Calaf turned back to the fireplace. His torch still poked out, unburnt on one end, easily selectable. He took a lateral step in that direction.

“So, what is it that you… do?” Calaf asked the entity.

“What do I not do?” the entity warbled once more. “Anything you can do, really. Perhaps you wish to know what ecological niche I serve? Why, on rare occasions you lot neglect to place a corpse neatly in its crypt. These Shackles are hardly necessary, but you when so-branded, one may detect this decay as a negative amount of life essence or vigor in your Interface. Anyway, once this decay gets past a certain point, it allows for the muscles, vocal cords, neurons, and so forth to be… borrowed, as the old hosts are no longer using them.”

No response from Calaf, who took another step towards the fireplace.

“Do free me from these Shackles,” the entity said. “I can hear the hustle and bustle of a town from here. I’d quite like to introduce myself.”

Now in range, Calaf selected his thrown torch and brandished it again. He raked the open flame along the vines running along the floor. Fire caught on the brittle wood, spreading quickly along the vine, burning its way back to the fire in one direction, and burning its way to the entity that it both bound in place and stitched together in another.

“Ah, and I was hoping to parley with a friendly face,” said the entity. “Pity. Pity.”

Calaf climbed the stairs in silence, not even glancing at the entity as it swiftly caught alight like arid firewood.

“This vessel was quite unwieldy anyway. I’ve heard the drums of war from the ears of a dead dire-rabbit, being devoured by a dire-owl from the outskirts of Twelthnight. That will offer up many a host.”

“It’s all just a bad dream,” Calaf muttered as he approached the door.

“Dream? A dream?” The creature laughed as it readjusted one of its heads so that it slumped over facing forward instead of back. “My friends do not dream, alas. They’re a bit too far gone.”

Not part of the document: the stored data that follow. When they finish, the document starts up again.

PR #27377, opened 2024-10-27
Create port.yaml

fokolo:

I added a new plugin we have created.


Rugvip (changes requested):
Sorry this looks very incomplete to me. I'd doesn't  seem to integrate with existing Backstage features.

It also has an unauthenticated endpoint in the backend plugin that lets you fetch an access token: https://github.com/port-labs/backstage-plugin/blob/ac9d85d3ea61fc20dec4191996fbf91bed840a81/backend-plugin/src/service/router.ts#L100

That seems like an extremely bad idea and we can't recommend anyone to use this in it's current form.

fokolo:
Thanks for your feedback :) 

I’ll address the unauthenticated endpoint issue – that’s definitely a mistake. Could you clarify what you meant about the following?

> I'd doesn't seem to integrate with existing Backstage features properly.

Rugvip:
@fokolo Looking at things like this: https://github.com/port-labs/backstage-plugin/blob/ac9d85d3ea61fc20dec4191996fbf91bed840a81/frontend-plugin/src/features/HomePage.tsx#L3-L13

fokolo:
Thank you so much for the feedback!

We fixed you have mentioned. looking forward for your thoughts :)

fokolo:
@Rugvip Can you please review again? and approve or give more comments?

Thanks a lot!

The fire consumed the menagerie of mangled corpses, eliciting a laugh from its many mouths. Calaf stopped just before leaving to look downward. To confirm that the entity was fully consumed by the flames.

“Your foster father would be with me,” it said, vocal cords melting. “If they hadn’t interned him in the crypts...”

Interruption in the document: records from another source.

PR #27385, opened 2024-10-29
Added catalog-webhook plugin & image for the plugin directory

jgentes:
Hopefully this is an easy PR. Added a new public plugin that provides the ability to push catalog changes to a remote URL.


Rugvip:
Two quick improvements to consider to make sure this is more broadly usable:

- https://github.com/ForgedApps/backstage-catalog-webhook-plugin/blob/61a1afe16b917a5d186305f20bdbcc02e37552b8/src/webhookProcessor.ts#L42-L45: could this use the [task scheduler](https://backstage.io/docs/backend-system/core-services/scheduler) instead? It lets it scale across multiple instances and is gonna be more robust than `setInterval`
- https://github.com/ForgedApps/backstage-catalog-webhook-plugin/blob/61a1afe16b917a5d186305f20bdbcc02e37552b8/src/cache.ts#L4: could this use the [cache service](https://backstage.io/docs/backend-system/core-services/cache) instead? same thing here - helps it scale across instances and avoids local filesystem access

jgentes:
> Two quick improvements to consider to make sure this is more broadly usable:
> 
> * https://github.com/ForgedApps/backstage-catalog-webhook-plugin/blob/61a1afe16b917a5d186305f20bdbcc02e37552b8/src/webhookProcessor.ts#L42-L45: could this use the [task scheduler](https://backstage.io/docs/backend-system/core-services/scheduler) instead? It lets it scale across multiple instances and is gonna be more robust than `setInterval`
> * https://github.com/ForgedApps/backstage-catalog-webhook-plugin/blob/61a1afe16b917a5d186305f20bdbcc02e37552b8/src/cache.ts#L4: could this use the [cache service](https://backstage.io/docs/backend-system/core-services/cache) instead? same thing here - helps it scale across instances and avoids local filesystem access

Thanks @Rugvip these are good suggestions, I wasn't aware of those - I'll do a quick refactor!

jgentes:
Hi @Rugvip, I made both changes. Felt good to get rid of the node-persist dependency. Thanks for the smart suggestions, feels better now :)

The entity’s dying laughs did not echo as Caelus left the cramped confines of the lighthouse. He stepped out into the dunes and kept walking. It was late afternoon, several hours still before nightfall, and just a quick jaunt back to town.

Good. Good. It would remain day for some time. Calaf’s previous disgust at the seedy oceanside town abated. He’d be safe. Safe in the light.